**GIVEN RECORDS**.
BEGIN

PR #17630, opened 2023-06-27
Common & CodeBlock changes for Nintendo Switch

m4xw:
- The first commit adds a implementation of W^X dualbase for the Nintendo Switch platform in `CodeBlock`.

- The second commit fixes CommonType for the Nintendo Switch platform, avoiding name conflicts and declaring certain types.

END

The material should be transcribed exactly, every line included.

**EXERCISE RESULT**.
PR #17630, opened 2023-06-27
Common & CodeBlock changes for Nintendo Switch

m4xw:
- The first commit adds a implementation of W^X dualbase for the Nintendo Switch platform in `CodeBlock`.

- The second commit fixes CommonType for the Nintendo Switch platform, avoiding name conflicts and declaring certain types.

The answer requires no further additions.